Review: The Unholy (2021)

 

Gerry Fenn (Jeffrey Dean Morgan), merupakan seorang jurnalis kontroversial yang rela memalsukan sebuah berita demi ketenaran semata, sedang melakukan investigasi di sebuah kota kecil di New England yang mana ia mendapati sebuah fenomena yang cukup mengejutkan. Alice (Cricket Brown), yang merupaka seorang tunarungu tiba-tiba kembali bisa mendengar dan berbicara setelah ia mengakui bahwa telah didatangi oleh sang Virgin Mary atau Bunda Maria. Dengan mukzizatnya yang ia miliki, Alice menyebuhkan penyakit orang-orang yang meminta pertolongannya. Namun, siapa sangka dengan datangnya Mukzizat yang dimiliki Alice, datang juga malapetaka yang tak segan untuk menghabisi nyawa siapapun yang mencoba mengganggu. Apakah benar Mukzizat yang Alice miliki berasal dari Bunda Maria atau sesuatu yang berbahaya?

Saat trailer film ini keluar, saya langsung memasukkannya ke dalam daftar watchlist dan sangat menanti-nanti di bioskop. Karna, premis dari film ini cukup menjanjikan dan bagus, bayangkan, seorang gadis yang diyakini memiliki mukzizat dari Bunda Maria, namun bisa jadi hal tersebut bukanlah dari Bunda Maria bisa jadi dari sebuah entitas jahat lainnya. Cukup menarik dan pada saat itu saya cukup yakin bahwa film ini sudah memiliki premis yang sangat bagus dan mungkin penuh misteri, seperti film horror supranatural lainnya –tentunya film ini diberi bumbu misteri pada premisnya. Terlebih lagi, pada film ini kita mengikuti seorang Jurnalis dalam mengunggkap dan memberitakan kejadian mengejutkan yang menimpa Alice yang tiba-tiba bisa kembali bicara dan mendengar, tak hanya itu, ia juga mampu untuk menyembuhkan orang-orang.

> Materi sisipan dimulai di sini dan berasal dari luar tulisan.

PR #186, opened 2024-06-14
Feature/pxweb2 204 map jsonstat2 data

MikaelNordberg:
The Table component now uses data and metadata from json-stat2 response from the API


SjurSutterudSagen:
Should we have some tests for something? Otherwise looks good to me.

SjurSutterudSagen (approved):
LGTM now, good job!

PR #187, opened 2024-06-14
Add default selection to the VariableBox

SjurSutterudSagen:
Since we need to show the selections made in the default selection algorithm, we need to add this to the logic for the table view/app.tsx. This is a first version to get it working, with a basic test for the mapper created to map the response from the API. It also updated the variable box when a new language is chosen.

I did find that the current url created is too long in the large table we test on, therefore I have only tested this one the three smaller test tables in the app.

The blinking error state that appears is part of the handling of a loading state in the app page, I think.


SjurSutterudSagen:
Wierd, the chromatic actions don't progress... Debugging

MikaelNordberg (approved):
Looks good

PR #188, opened 2024-06-17
Set cursor to pointer for Button-component

PerIngeVaaje:
Added cursor to pointer for Button  component


SjurSutterudSagen (approved):
LGTM

PR #192, opened 2024-06-18
Feature/px web2 196 error in variablebox

SjurSutterudSagen:
Since we want the users to be able to tell when there is an
error/warning or similar, we need to clearly show this when one occurs.

This adds the first version of the EmptyState component, that is
intented to be used for this, however, there are 2 other tasks to fully
implement this in the backlog. This is just a temporary, first version,
which only contains text for missing mandatory values. And the logic to
show it when that happens, instead of the table.


PerIngeVaaje (approved):
OK

PR #193, opened 2024-06-19
Fix/pxweb2-266 Fix red error when loading metadata

SjurSutterudSagen:
Since we do not want the users to see a red error whenever we load metadata for mandatory variables, we need to make sure we block the error when metadata is loading.

This needs to be looked at again, when we look into proper loading states for the page, since this might be not needed when that is implemented.


michaelpande (approved):
LGTM 👍

PR #194, opened 2024-06-19
Added routing & updated logos to svg

michaelpande:


apps/pxweb2/src/app/app.tsx
```diff
@@ -233,14 +237,20 @@ export function App() {
...
+    if (!tableId) {
+      return;
+    }
+    TableService.getMetadataById(selectedTableId, i18n.resolvedLanguage)
+
     if (isLoadingMetadata === false) {
       setIsLoadingMetadata(true);
     }
 
     TableService.getMetadataById(tableid, i18n.resolvedLanguage)
```
SjurSutterudSagen, line 252: This should now be "tableId". Fails here in Cloudflare according to the logs.

SjurSutterudSagen (changes requested):
Fails when building in Cloudflare, seems to be a renamed variablename that was missed.

SjurSutterudSagen:
Currently, we have a problem with how the checks on PRs are enforced. It requires the Chromatic checks, even on PRs that don't need to build chromatic. A workaround until we fix the issue is to add/remove a blank line/space in a Readme.md file inside the "libs/pxweb2-ui/**" folder.

SjurSutterudSagen (approved):
LGTM

SjurSutterudSagen (approved):
LGTM

PR #195, opened 2024-06-19
Fix translation for EmptyState

SjurSutterudSagen:
Now should be the same as the language document in Confluence


MikaelNordberg (approved):
Looks good

PR #200, opened 2024-06-20
Patch/update dependencies

SjurSutterudSagen:
Since we want to keep the project up-to-date, we need to update the
packages. This update the project packages with 'nx migrate' and then
'npm update --save'.

Individual packages not part of the Nx system are not updated.


MikaelNordberg (approved):
Looks good

PR #201, opened 2024-06-21
Fix missing max-width on footer

SjurSutterudSagen:
Simple fix for the Footer component missing the same max-width as the Content component


PerIngeVaaje (approved):
OK

PR #202, opened 2024-06-21
Fix empty state to be at the correct position

SjurSutterudSagen:
Since we only want the EmptyState warning to be rendered at the correct position on the table view, we need to move where the check is being done. This correctly only replaces the table in the table view, and not the entire content view.


PerIngeVaaje (approved):
OK

PR #212, opened 2024-06-25
Update the project with Nx migrate latest

SjurSutterudSagen:
Since we want to keep the project up-to-date, we need to update our dependencies. This updates the Nx packages with the 'nx migrate latest' command, and then with 'npm update'.

The individual packages are not updated here.


MikaelNordberg (approved):
Looks good

PR #213, opened 2024-06-26
Test site for PxWeb 2 with SSB:s API *DO NOT MERGE* 

likp:


SjurSutterudSagen:
Something that could be interesting here to test, is to also change the theme/colors of the test site. So we can check that it is working as intended.

PR #216, opened 2024-06-28
Feature/pxweb2 284 Time periods sometimes in the wrong order in the table

MikaelNordberg:
This PR addresses the following issues:
- Time periods sometimes sorted in the wrong order in the table in Pxweb2 (#284). 
- 3 calls was made to get data from the API (#282)

If selectedVBValues was not in sync with variables context, a data fetch without selected variables and values (default selection) was made. In this call time periods was sorted descending by the API.

The fix assures that selectedVBValues are always in sync with variables context and also a call to fetch data from the API is only made when variables context is updated. In this way a call to get data from the api always contains information about selected variables and values.

The fix also adresses a problem we had when switching tables. Before the selected values for table 1 was used when fetching data for table 2. This caused a http 400 error - Non-existent variable. We were trying to get values that existed in table 1 but not existed in table 2. 
The problem was that the useEffect was triggered by both tableId, selectedVBValues and variables. Now we have limited the useEffect to only be triggered when the variables context (that is in sync with selectedVBValues) or language is changed.

Initially we was about to fix issue #PXWEB2 283 but ended up fixing #PXWEB2 284 and #PXWEB2 282 instead. Therefore the name of the branch do not match the name of the PR. 

Also #PXWEB2 282 is addressed in this fix. The earlier solution was making 3 calls for fetching data from the API (1 for the default selection (because selectedVBValues and the variables context was not in sync) and 2 more calls containing variables and values). With this PR only 1 call is made to fetch data from the API.


apps/pxweb2/src/app/app.tsx
```diff
@@ -238,13 +248,13 @@ export function App() {
...
     // eslint-disable-next-line react-hooks/exhaustive-deps
-  }, [i18n, selectedVBValues, tableId, variables, i18n.resolvedLanguage]);
+  }, [variables, i18n.resolvedLanguage]); // Should only run this useEffect when selectedVBValues are in sync with variables context
 
   useEffect(() => {
     if (!tableId) {
       return;
     }
-    TableService.getMetadataById(selectedTableId, i18n.resolvedLanguage);
+    //TableService.getMetadataById(selectedTableId, i18n.resolvedLanguage);
```
michaelpande, line 257: Consider deleting it instead of leaving it commented out

apps/pxweb2/src/app/app.tsx
```diff
@@ -273,7 +283,8 @@ export function App() {
                 variable.selectedCodeList !== undefined
             );
 
-            setSelectedVBValues(defaultSelection);
+            updateAndSyncVBValues(defaultSelection);
+            //setSelectedVBValues(defaultSelection);
```
michaelpande, line 287: Consider deleting instead of commenting out

michaelpande: Same goes for everywhere this is done :)

apps/pxweb2/src/app/app.tsx
```diff
@@ -431,12 +447,14 @@ export function App() {
...
 
-      setSelectedVBValues(newSelectedValues);
+      updateAndSyncVBValues(newSelectedValues);
+      //setSelectedVBValues(newSelectedValues);
     }
   };
 
   function handleVBReset() {
     if (selectedVBValues.length > 0) {
+      //updateAndSyncVBValues([]) - Do not sync with context when resetting
```
michaelpande, line 457: Consider deleting this comment

michaelpande (dismissed):
LGTM 👍 I haven't tested it, just looked at the code.

SjurSutterudSagen (approved):
LGTM

PR #217, opened 2024-07-29
Update project dependencies with Nx Migrate

SjurSutterudSagen:
Since we want to keep the project updated, we need to update the dependencies regularly. This updates the project dependencies with the Nx Migrate command. It does not update the non-nx dependencies


PerIngeVaaje (approved):
Looks ok

PR #218, opened 2024-07-29
Update chromatic-cli to latest

SjurSutterudSagen:
Since we want to keep the project updated, we need to update the chromatic cli package to the latest version.

This will be tested when the pipeline runs for the PR.


PerIngeVaaje (approved):
Looks ok

PR #219, opened 2024-07-29
fix/Refactor scss to have nesting at the end of class

SjurSutterudSagen:
Since we do not want our build output to have unnecessary warnings, we need to fix what we can when we have them. This fixes some warnings about nesting in .scss where there are more styling afterwards. This will be changed in a future version of scss.


PerIngeVaaje (approved):
OK

PR #220, opened 2024-07-29
Migrate style-dictionary to new major version: 4.0.1

SjurSutterudSagen:
Since we want to keep up with major versions of the packages we use, we need to update style-dictionary to v4. We were on v3. We have a pretty light setup, so the process was fairly minor. The main changes are that the lib where it is installed needed to use ES Modules, and that parts of the code is now async.

One change to the output is that it now outputs capital letters for colors, so the variables.css file has many changes.

They also changed the auto-generated comment at the top of that file to not have a timestamp, so it should now not show it has changed everytime the app is run.


PerIngeVaaje (approved):
OK

PR #221, opened 2024-07-30
Update react-i18next to v15

SjurSutterudSagen:
Since we want to keep the packages updated, we need to update them when new major versions are released. It seemed that they removed some older, deprecated namespace loading, which is the breaking change. But the changelog is not clear, and this is based on comments made in the issues in the changelog. I could not find any information about what, if any, breaking changes there are for users updating from v14 to v15.

Tested locally, and seemed to work as expected. Will also test with the preview that is deployed in the pipeline.


PerIngeVaaje (approved):
OK

PR #222, opened 2024-07-30
Add check for empty errorMsg to tableprovider

SjurSutterudSagen:
Since we do not want unecessary warnings or errors in the console, we need to remove the ones that appear. This fixes two errors when loading the site, because the useEffect in tableprovider for showing the errors in the console was missing a check for an empty string.


KentMossback (approved):
Looks good!

PR #223, opened 2024-07-30
Fix missing unique keys in variableBox component

SjurSutterudSagen:
Since we do not want unnecessary errors and warnings in the console, we need to fix the long standing issues of the warnings for missing keys for the variableBox component. There were two such warnings, and this should fix both(finally).


KentMossback (approved):
Looks good, no more warnings

PR #224, opened 2024-07-30
Fix/pxweb2 283 remove resetting selection on lang change

SjurSutterudSagen:
Since we no longer want the selection to reset to the default selection
when you change language, we need to change so we retain the selections
made. This removes that reset, and we now only make a call for the
defaultSelection once.


KentMossback (approved):
Looks good and work as it should

Issue #807, opened 2022-12-29
How to download all folders in a folder?


verbes4:
When browsing a users files, I can't seem to download a folder which contains exclusively more folders, with files inside them. 
For example:
![image](https://user-images.githubusercontent.com/24574201/210006774-0ac41567-ba20-4aeb-a23f-4fc2884eca51.png)
^ I want to download all folders in the "Kevin MacLeod" folder I've selected, but there is no download button. 

![image](https://user-images.githubusercontent.com/24574201/210006923-cec46630-a538-4d4f-a92e-a8b2f34c0b05.png)
^ Only when I click into the folder within and select all the files does the download button appear. I understand I can do this for each folder I want to download, but if I could select them all by just choosing the top level folder this would be preferred.

jpdillingham:
Unfortunately this isn't supported at the moment, but I tweaked this issue to capture the feature.

I don't think it would take a lot of work to implement as the data is all there in the browser and there's already logic to batch single folders together.

jpdillingham:
Adding `help wanted` and `good first issue` labels; this would be a UI-only change if anyone wants to take a shot at it.

At a high level, this requires:

* Adding a button/icon to each folder in the result window
* Adding a modal that would open and recursively list the contents of the selected folder and prompt the user to confirm/cancel
* Make an API call to enqueue the downloads, passing the contents of the modal as an array

Bladdermate:
I'd really appreciate this too! Thanks for the great job with this app!

KyokoMiki:
> Adding `help wanted` and `good first issue` labels; this would be a UI-only change if anyone wants to take a shot at it.
> 
> At a high level, this requires:
> 
> * Adding a button/icon to each folder in the result window
> * Adding a modal that would open and recursively list the contents of the selected folder and prompt the user to confirm/cancel
> * Make an API call to enqueue the downloads, passing the contents of the modal as an array

I've been troubled by the issue that slskd does not support recursively downloading folders from the browse interface, but my C# programming skills are virtually non-existent. Therefore, I'm wondering if I could make modifications through ChatGPT to ultimately add this feature to slskd.

I hope to find out where the code for 'Adding a button/icon to each folder in the result window' and 'Make an API call to enqueue the downloads, passing the contents of the modal as an array' is located (which file and where exactly...?). I'll take a look with ChatGPT and try to add this feature. I would be very grateful if this is possible.

Dolfost:
[...]

PR #1113, opened 2024-04-11
Add the ability to recursively download folders from the browse interface

KyokoMiki:
#807 

a6d57e3914d425108532f63769c02f3e

45cdf41cb4ab9d779c61f418ab2c21bb

278c6defcd355986930005338be85c9b

Previously, the entire backend download directory was hard-encoded and could not be manually specified. Therefore, I modified api endpoint:

```
namespace slskd.Transfers.API
{
    public class QueueDownloadRequest
    {
        public string Filename { get; set; }
        public long Size { get; set; }

        public string Path { get; set; }
    }
}
```

I added the ability to specify the download directory (relative path). However, because I modified slskd.Transfers.Transfer, it **caused the transfers.db database to no longer be compatible with the previous version**. The "Path" column needs to be manually added to the transfers.db database.

It should also be possible to use a method similar to subnet masks, adding a small segment after the filename to indicate where the relative path starts. However, I believe manually specifying the download file name is still quite important. In the future, there may be other issues that require this functionality. Therefore, I wanted to submit this first and ask for the developer's opinion.

### DIFF
--- a/src/slskd/Common/CommonExtensions.cs
+++ b/src/slskd/Common/CommonExtensions.cs
@@ -352,10 +352,42 @@ namespace slskd
         /// </summary>
         /// <param name="remoteFilename">The fully qualified remote filename to convert.</param>
         /// <param name="baseDirectory">The base directory for the local filename.</param>
+        /// <param name="relativePath">Optional relative path to override the default path structure.</param>
         /// <returns>The converted filename.</returns>
-        public static string ToLocalFilename(this string remoteFilename, string baseDirectory)
+        public static string ToLocalFilename(this string remoteFilename, string baseDirectory, string relativePath)
         {
-            return Path.Combine(baseDirectory, remoteFilename.ToLocalRelativeFilename());
+            // Check if filename contains custom path information (format: "originalFilename|customPath")
+            string actualRemoteFilename = remoteFilename;
+            string customPath = relativePath;
+
+            if (remoteFilename.Contains("|"))
+            {
+                var parts = remoteFilename.Split('|', 2);
+                if (parts.Length == 2)
+                {
+                    actualRemoteFilename = parts[0];
+                    customPath = parts[1];
+                }
+            }
+
+            if (string.IsNullOrEmpty(customPath))
+            {
+                return Path.Combine(baseDirectory, actualRemoteFilename.ToLocalRelativeFilename());
+            }
+            else
+            {
+                // For custom paths, we need to sanitize the path and ensure proper directory separators
+                var sanitizedCustomPath = customPath.LocalizePath();
+                var parts = sanitizedCustomPath.Split(Path.DirectorySeparatorChar);
+
+                for (int i = 0; i < parts.Length; i++)
+                {
+                    parts[i] = parts[i].ReplaceInvalidFileNameCharacters();
+                }
+
+                var finalPath = string.Join(Path.DirectorySeparatorChar, parts);
+                return Path.Combine(baseDirectory, finalPath);
+            }
         }
 
         /// <summary>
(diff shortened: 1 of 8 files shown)


KyokoMiki:
> Thanks for the contribution! I took a look at the changes in the UI and I think they look great!
> 
> I glanced at the backend changes and I'll need to do a more thorough review; path normalization has been contentious at several different points during development and I want to make sure this isn't going to introduce any regressions. I didn't expect that there would need to be a backend change for the application to support this.

Thank you very much!

This issue is because the backend directly specifies the last two parts of the remote directory as the relative path when handling downloads (a/b/c/x.flac -> c/x.flac). Therefore, apart from modifying the API to specify downloading to b/c/x.flac and adding the ability to override paths in the backend, I couldn't come up with a better solution. My personal ability is limited, so there might be better approaches.

lazee486:
just discovered soulseek, and the webui is awesome, hope this feature comes soon :) serious thanks!

ricardopeters-dev:
Hi! Thanks for the work on this, just wanted to explain an issue I’m running into with multi-disc albums.

Since it's not yet possible to download folders recursively, I have to manually download each subfolder (like CD1, CD2). The problem is they all get saved into the same top-level folder - for example, /downloads/CD1 - so when I grab another album with the same disc structure, the files end up mixed together or overwritten.

For example, downloading The Beatles – White Album and Smashing Pumpkins – Mellon Collie and the Infinite Sadness results in both albums' CD1 and CD2 tracks ending up in the same place.

It’d be great if full folder structures could be preserved, or if recursive downloading was supported to avoid this kind of conflict.

Appreciate all the progress so far!

KyokoMiki:
@jpdillingham I have refactored the recursive download functionality. The implementation in this version is much simpler than before and will no longer produce breaking changes like it used to.

jpdillingham:
The backend changes aren't necessary, this can make a single request and include all of the files with their full path, the same as what's done when selecting files and clicking the download button currently.

Where the files go on disk is a separate issue that I'm still thinking about a solution for.

zoeleu:
any reason why this hasn't been merged yet?

Tak-MK:
mini bump here (?) 😄

KyokoMiki:
@jpdillingham I refactored this feature based on the latest backend. I've tested it and verified that it works properly. I noticed that there is no longer a need to modify the backend, and the recursive download functionality can be implemented simply by modifying the frontend. Additionally, I have also added a recursive download button to the search interface.

Jo3l:
We are waiting for this feature!

jpdillingham:
FYI, when reviewing the latest changes I started to get a bit uncomfortable with the idea of users blindly enqueuing top-level directories without having a sense of what is in them (unless they looked, in which case they would not need this feature).

I'm iterating on a design that will display expandable directories in the file list, and that will give users an icon they can click to navigate to that directory in the tree to further inspect the contents.  Totals for files and directories are shown, and if a user selects directories the download button will display the total file count and size so there should be no surprises.

Here's a sample:

image

In the future I might expand this view to allow for recursive drilling into directories, but for right now I want to limit the amount of effort that goes in because the entire approach to browsing needs to be reworked as documented in #317

KyokoMiki:
It looks like we'll need another two years before we can use the recursive download feature you envisioned for perfectionists. Since you can't see the demand for this feature that exists around the world, and you're unlikely to experience the frustration I feel when using your downloader—when two subfolders both named 'Scans' get downloaded together and become impossible to separate—then you can keep playing with it yourself. I'm going to go contribute to your project's competitors instead.

jpdillingham:
I'm not competing with anyone, I'm not going to accept changes that I'm not entirely happy with, and I certainly don't owe you or anyone else anything.

Also, #1746 adds the ability to control download location and it will be included with the next release.  Along with the change I've shown above.

zoeleu:
@jpdillingham Does #1746 add batch downloading?

jpdillingham:
@zoeleu  The concept of a batch and some related features have been added in #1664 and #1720,  More functionality will be added later.

PR #1137, opened 2024-05-31
Add option to disable console log colours

zliebersbach:
I require this option due to my container manager not parsing console colour codes correctly, and giving me a bunch of trash:

Screenshot 2024-05-31 at 15 31 18

--------

**Note**

I have implemented this boolean config option the same way as the disk option, except I noticed that the environment variable and argument options do not properly 'invert' the value as it should. i.e. `--no-disk-logger` should set `LoggerOptions.Disk = false`, but it doesn't actually do anything.

I've simply left it as is, since it works as expected through the YAML config file.


jpdillingham:
I fixed the disk logging options in #1139 and in doing so remembered that any boolean options have to be expressed as a negative because the command line implementation can't negate booleans; if the flag is present it's `true`, not present its `false` (this is a shortcoming of the implementation)

I think if we were to move forward with this option the backing property would need to be defaulted to `false` and the name would need to be something like `NoColors` or `Colorless` so the semantics would be correct.

All that being said, I'm pretty sure we can find a way to disable the colors automatically; they're only useful when a human (probably a dev) is looking at the console and there's probably something under the hood we can look at to tell.

jpdillingham:
Doing some digging and I see that Serilog is _supposed_ to be able to identify these situations and suppress the theme: https://github.com/serilog/serilog-sinks-console/issues/50

The `applyThemeToRedirectedOutput` option is `false` by default, which leads me to believe that something about your hosting environment is keeping the underlying `IsOutputRedirected` flag set.

Reading through the linked issue I see that people do want the colors in these scenarios, so I think we're back to letting the user decide.

zliebersbach:
Great @jpdillingham,

I have honestly not had good experience with Serilog correctly detecting whether or not to apply themes to the output. I think the right choice here is to have a user option.

Let's rename the property to `NoColor`, which seems to be _some_ sort of accepted standard: https://no-color.org

Perhaps it's not worth having it in the config, and simply reading the `NO_COLOR` env variable directly?

jpdillingham:
> Perhaps it's not worth having it in the config, and simply reading the NO_COLOR env variable directly?

Certainly would have been a shorter path!  I ended up adding an explicit check for it so that it'll work automatically on systems where this is set.

All of the `SLSKD_` environment variables are populated using Microsoft's `IConfiguration` stuff, which in retrospect is a bit more complicated than what was probably needed.

PR #1157, opened 2024-06-27
Improve reverse proxy setup for Nginx

milleniumbug:
Fixes the problem I encountered with the reverse proxy setup when I tried out downloading a 5GB file from my slskd setup.

By default Nginx has its own limit of body size of 1MB, and also its own proxy buffering. These two settings disable them.


jpdillingham (approved):
thanks!

Issue #320, opened 2022-01-03
Investigate issue with shares configured via symlink


jpdillingham:
Reported in #155 

It seems symbolic links with .NET Core might be a bit of a contentious issue, and probably doesn't work as transparently as I would have assumed.  I'll need to try configuring a share and see what happens.  There may be a way to differentiate directories from symlinks and resolve them differently.

ppom0:
I think I have this issue. It seems like it shares the file, but only the first bytes, same length of the symlink itself. Not sure though, it's hard to debug.

jpdillingham:
@ppom0 FYI this is fixed in #1165

PR #1158, opened 2024-06-28
Handle file symlinks in shares correctly

milleniumbug:
#320 

`new FileInfo(fileName).Length` reports the filesystem length of a symlink itself, which is a nonsensical value.

If a file happens to be shorter than that value, the download never finishes and client disconnects through a timeout.

If a file happens to be longer than that value, the downloaded file is truncated to the length equal to that value.

This pull requests adds code that resolves the symlink first (if it's a symlink).

I have tested the code on my Linux machine.

### DIFF
--- a/src/slskd/Files/FileExtensions.cs
+++ b/src/slskd/Files/FileExtensions.cs
@@ -59,4 +59,25 @@ public static class FileExtensions
 
         return (UnixFileMode)mode;
     }
+
+#nullable enable
+    public static FileInfo? TryFollowSymlink(this FileInfo fileInfo)
+    {
+        try
+        {
+            return fileInfo.FollowSymlink();
+        }
+        catch (IOException)
+        {
+            return null;
+        }
+    }
+
+    public static FileInfo FollowSymlink(this FileInfo fileInfo)
+    {
+        FileSystemInfo fileSystemInfo = fileInfo;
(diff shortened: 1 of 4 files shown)


jpdillingham:
thanks for putting this up! i have some questions about how this works for shares as well, so i'll need some time to pull it down and test it out.

milleniumbug:
Sure, if you have a specific case in mind I can try making sure it works. This PR addresses the case where a shared directory contains a symlink to a file. The case where a shared directory contains a symlink to a directory seems to work already. I didn't however test the case where the entry in the list of shares configuration refers to a symlink itself. I also didn't test the Windows symlink capability (Windows is different in that it has "file symlinks" and "directory symlinks", as in the type of the thing it's referring to is encoded in the symlink itself).

jpdillingham:
I'm going to merge this into a different branch so I can mess around with it.  I want to be cautious because cross-platform file I/O has been pretty contentious in the past and I want to make sure the solution works transparently across all scenarios (you brought up a great one regarding the newer Windows symlinks)

I'm mainly thinking about how metadata is derived during the share scan, which requires that file contents are read.  I've been somewhat surprised that it doesn't crash; I have no idea what info is returned.  It's possible that the library I'm using that follows symlinks internally.

Issue #1126, opened 2024-05-11
Non-media files display "Invalid Date'


jpdillingham:
Not sure when this started but I just noticed today.  Maybe a dependency update did it?

Either way, should be an easy fix.

PR #1159, opened 2024-06-30
Fix Non-media files display "Invalid Date'

milleniumbug:
#1126


jpdillingham:
thanks again!

closes #1126

PR #1165, opened 2024-07-08
Add support for file symlinks

### LINKED ISSUE #320: Investigate issue with shares configured via symlink

jpdillingham:
Builds on #1158 by @milleniumbug.

Closes #320 

The logic is encapsulated in the `FileService` class along with the other file I/O, as cross-platform support has been shaky in the past and I don't trust it fully.  Symlink support in .NET is fairly new and I was able to find at least 3 open issues in the dotnet runtime repository related to erroneous results, and I suspect issues will be encountered in the future.

I tested this with both directory (which were working already) and file symlinks, confirming that both browse and search responses return the correct file size, and that downloads of each complete as expected.  I haven't tested with the relay, but there's no reason it should be any different than regular uploads.

Moving forward (and this is more of a note to myself I guess), no application logic should attempt to resolve `FileInfo` the conventional way; `new FileInfo(<path>)`.  Instead it should use the `ResolveFileInfo()` method from the `FileService` class, which navigates symlinks defensively.

### DIFF
--- a/src/slskd/Application.cs
+++ b/src/slskd/Application.cs
@@ -40,6 +40,7 @@ namespace slskd
     using Serilog.Events;
     using slskd.Configuration;
     using slskd.Core.API;
+    using slskd.Files;
     using slskd.Integrations.Pushbullet;
     using slskd.Messaging;
     using slskd.Relay;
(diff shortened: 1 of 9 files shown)


jpdillingham:
@milleniumbug FYI; you had the right solution in the relevant places, I just went through and made it bulletproof (🤞) and applied the change everywhere.

PR #1168, opened 2024-07-14
fix(web:system:shares): add `theme` to function args

### LINKED ISSUE #1167: Theme not applied to the Shares/files modal.
image

this happens because we arent passing theme to  `ContentsModal`

https://github.com/slskd/slskd/blob/26ecbb6955d9281bf94af4df4d55788cd05a0211/src/web/src/components/System/Shares/index.jsx#L155-L157

I have a fix PR ready.

MagneticNeedle:
fixes #1167 , 

also can we pls work a bit on dev docs :face_holding_back_tears:

### DIFF
--- a/src/web/src/components/System/Shares/index.jsx
+++ b/src/web/src/components/System/Shares/index.jsx
@@ -33,7 +33,7 @@ const CancelButton = ({ cancel, working }) => (
   </ShrinkableButton>
 );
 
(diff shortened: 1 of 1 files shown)


jpdillingham:
Thanks for this, I noticed the other day but forgot to create an issue.

Can you elaborate on the dev docs? What do you feel is lacking?

PR #1196, opened 2024-09-02
fix(docker): Allow container to be ran as read-only filesystem

onedr0p:
This is env var is required for those that have a strict security policy on running containers. I don't see a downside to enabling this otherwise and it seems like a common issue with dotnet based apps running in containers.

More info here

https://github.com/Radarr/Radarr/issues/7030#issuecomment-1039689518
https://github.com/dotnet/runtime/issues/9336
https://github.com/recyclarr/recyclarr/pull/231

### DIFF
--- a/Dockerfile
+++ b/Dockerfile
@@ -58,7 +58,8 @@ VOLUME /app
 
 HEALTHCHECK --interval=60s --timeout=3s --start-period=5s --retries=3 CMD wget -q -O - http://localhost:${SLSKD_HTTP_PORT}/health
 
-ENV DOTNET_BUNDLE_EXTRACT_BASE_DIR=/.net \
+ENV COMPlus_EnableDiagnostics="0" \
+  DOTNET_BUNDLE_EXTRACT_BASE_DIR=/.net \
   DOTNET_gcServer=0 \
   DOTNET_gcConcurrent=1 \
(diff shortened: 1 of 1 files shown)


jpdillingham:
Thanks!

My only reservation is that it appears disabling this breaks profiling tools (https://github.com/dotnet/runtime/issues/96227), and I'm not sure to what extent the embedded Prometheus metrics rely on profiling to work.

Thumbing through the [documentation](https://learn.microsoft.com/en-us/dotnet/core/tools/dotnet-environment-variables#eventpipe-variables), my best guess is that the functionality disabled by this envar that's conflicting with the read only filesystem would be the EventPipe.  If this setting breaks Prometheus I can try fiddling with the more granular settings.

Sejak awal film ini mulai, kita sudah diberikan beberapa petunjuk bahwa akan ada hal mengerikan yang terjadi pada kota kecil tersebut, kemudian Alice mendapatkan sebuah mukzizat secara misterius. Sudah bisa terlihat bahwa kitaa akan mengikuti bagaimana Gerry melihat kengerian dibalik mukzizat yang dimiliki oleh Alice. Terlebih lagi, unsure religi di dalam film ini cukup kental, dan bagaimana Alice menggiring orang-orang untuk mempercayai mukzizat dan Bunda Maria yang ia temui cukuplah membuat merinding. Sangat terasa bahwa ada sesuatu yang sangat tidak beres dengan Alice. Namun, dibalik kejanggalan ini Gerry sendiri mencoba untuk berfikir positif dan terus menginvestigasi kejadian ini dan memberitakannya, terlebih lagi Alice hanya ingin berbicara dengan Gerry, yang mana tentunya kita akan selalu mengikuti Gerry yang perlahan demi perlahan menemui kejanggalan pada kejadian ini.

Gerry yang diperankan oleh Jeffrey Dean Morgan, tampil dengan sosok yang awalnya nampak sombong dan pemabuk, namun lama kelamaan ia berubah menjadi pribadi yang lebih baik akibat kehadiran sosok Alice ini. Dari mata Gerry, Alice bukanlah sekedar anak ‘ajaib’ yang sembarangan, Gerry sendiri nampak skeptis akan mukzizat yang dimiliki Alice ini, namun ia mencoba untuk menemui sisi terang dibalik mukzizat ini dan mencoba untuk melakukan hal yang baik, yaitu memberitakan mukzizat ini dengan jujur. Tentunya, kehadiran Alice dengan mukzizatnya ini tidak hanya menyembuhkan orang-orang berpenyakit, namun nampak untuk mengubah Gerry menjadi sosok yang lebih baik. Kita digiring lewat apa yang Gerry teui, percaya bahwa Alice adalah sosok yang baik hati, dan mukzizatnya pun tidak membawa keburukan atau kejahatan, untuk sementara waktu kita diberikan gambaran mengenai sosok Alice seperti itu lewat sudut pandang Gerry.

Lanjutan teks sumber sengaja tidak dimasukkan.